Sin darle tiempo a responder, le enseño la fotocopia de la crónica de Sotillo. Mira la hoja. Guarda silencio. Estábamos hablando del escudo antimisiles, de Libia, de las dos guerras mundiales y el ovni cae como un jarro de agua fría. Sigo hablando yo.

—Los medios dijeron esto: que un ovni aterrizó en Vorónezh, que de la nave salieron gigantes con tres ojos, y un robot, y que uno de los niños fue hecho desaparecer por el disparo de uno de ellos…

Asiente con la boca cerrada.

—Mhm, mhm… Sí, sí, sí…

—¿Cuál era su trabajo en ese momento? ¿Recuerda aquel día? Tengo curiosidad por saber cómo recuerda toda esta historia. Este es el diario ABC, el más importante de España en ese momento. Incluso hicieron un dibujo. En los noticieros fue muy sonado. ¿Usted estaba aquí? ¿Cómo vivió aquel día…?
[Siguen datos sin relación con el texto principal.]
PR #1039, opened 2024-08-16
Add spacing to headlines

puresick:
Block direction margin has been added to headlines in this PR to improve the readability and visual structure, especially in large text documents.

I chose to use the `em` unit for the margin to be relative to each headline font size.

Hope it is okay that I added the spacing values to a separate partial. Did that so that there is one place of truth which needs to be edited if these should be changed in the future.

Also let's talk about the values if they feel off. I tried to get a good compromise without adding "handcrafted" margins to each headline separately.

### DIFF
--- a/web/styles/editor.scss
+++ b/web/styles/editor.scss
@@ -1,4 +1,4 @@
-@use "./partials/spacing";
+@use "./partials/spacing" as spacing;
 
 .cm-focused {
   outline: none !important;
--- a/web/styles/editor.scss
+++ b/web/styles/editor.scss
@@ -1,3 +1,5 @@
+@use "./partials/spacing";
+
 .cm-focused {
   outline: none !important;
 }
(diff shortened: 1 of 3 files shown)


zefhemel:
I think you may have misnamed a file here, this doesn't build

puresick:
For some reason the namespace was correctly retrieved by the partials filename. I explicitly declared one (see https://sass-lang.com/documentation/at-rules/use/#choosing-a-namespace) which solves the issue and does build successfully on my machine.

puresick:
Sorry for being silent for so long, got some busy weeks currently.
Looks like my naive way of adding styles does not work here. I will have to dig into CodeMirrors documentation on how to properly configure this.

I will let you know once I start working on a proper implementation.

puresick:
Hey, I am sorry for letting you wait that long.
Unfortunately I will not have any free time in the foreseeable future to work on this.

Therefore I will close this issue so it does not lie around and clutter things up.
If anybody else (or maybe I someday) has time and wants to work on this they might be able to continue here.

PR #1056, opened 2024-08-21
Use setText instead of replacing entire editor state

jcgurango:
Piggy-backing off of #1055, this PR uses `editor.setText()` instead of creating an entirely new `editorState` when new changes are received from the server. It's maybe not the most elegant solution but until there is a better one, this at least lets you keep typing away and keeps your cursor position when new changes are retrieved. I've also updated the editor.setText() to be an isolated transaction, this way when you lose your local changes you can undo to get them back then redo to get the server changes in.


zefhemel:
This is really great, thank you!

PR #1062, opened 2024-08-24
Docs fix

Jc-L:
In expressions, "/" was described as "addition" rather than "division"
Note that "arithmatic" was left unchanged but could be a typo of "arithmetic"


zefhemel:
Thanks!

Issue #635, opened 2024-01-19
Export (Share as) PDF, ePub, other formats


simone-viozzi:
Hi, thank you for the great tool.

If I need to share a note with a colleague, how can I print the silverbullet rendering of the note?

Doing print page to PDF from the browser (edge | firefox | chrome) prints only the first page.

Is there a command / plug I need to use to just save the rendered page as PDF?

Thank You!

zefhemel:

Empieza a hablar con un tono mucho más apagado.

—Me enteré por los rumores de amigos, conocidos y alumnos que circulaban por Vorónezh; se decía que en la orilla izquierda algo había aterrizado y que esto lo vio mucha gente. Esto es lo más interesante. Que los testigos fueron muchos. No fue una sola persona. Y después se dirigieron a mí oficialmente del rectorado. En nuestra cátedra hay biólogos y nos pidieron mirar lo que pasaba en este lugar. Y mis chicos, provistos de un dosímetro, llegaron a este lugar.

—¿Está el parque lejos de aquí?

—No, no muy lejos. Al otro lado del puente. Mis chicos fueron allí con el dosímetro, fotografiaron las huellas, la arena, etcétera.

—¿Usted estuvo en el lugar?

—Yo no. Estuvieron mis expertos de laboratorio. Arrancaron muestras del terreno en los lugares donde aterrizó la nave, lo trajeron.

—Se dijo que quedaron grabadas en el suelo cuatro huellas romboides.

—No me acuerdo si fueron cuatro, pero lo que aterrizó lo vio la gente. Y quedaron huellas. Recogimos muestras. Tenemos un dosímetro potente e instrumental. Y comprobamos la radiactividad. Y en estas huellas no vimos ninguna radiactividad.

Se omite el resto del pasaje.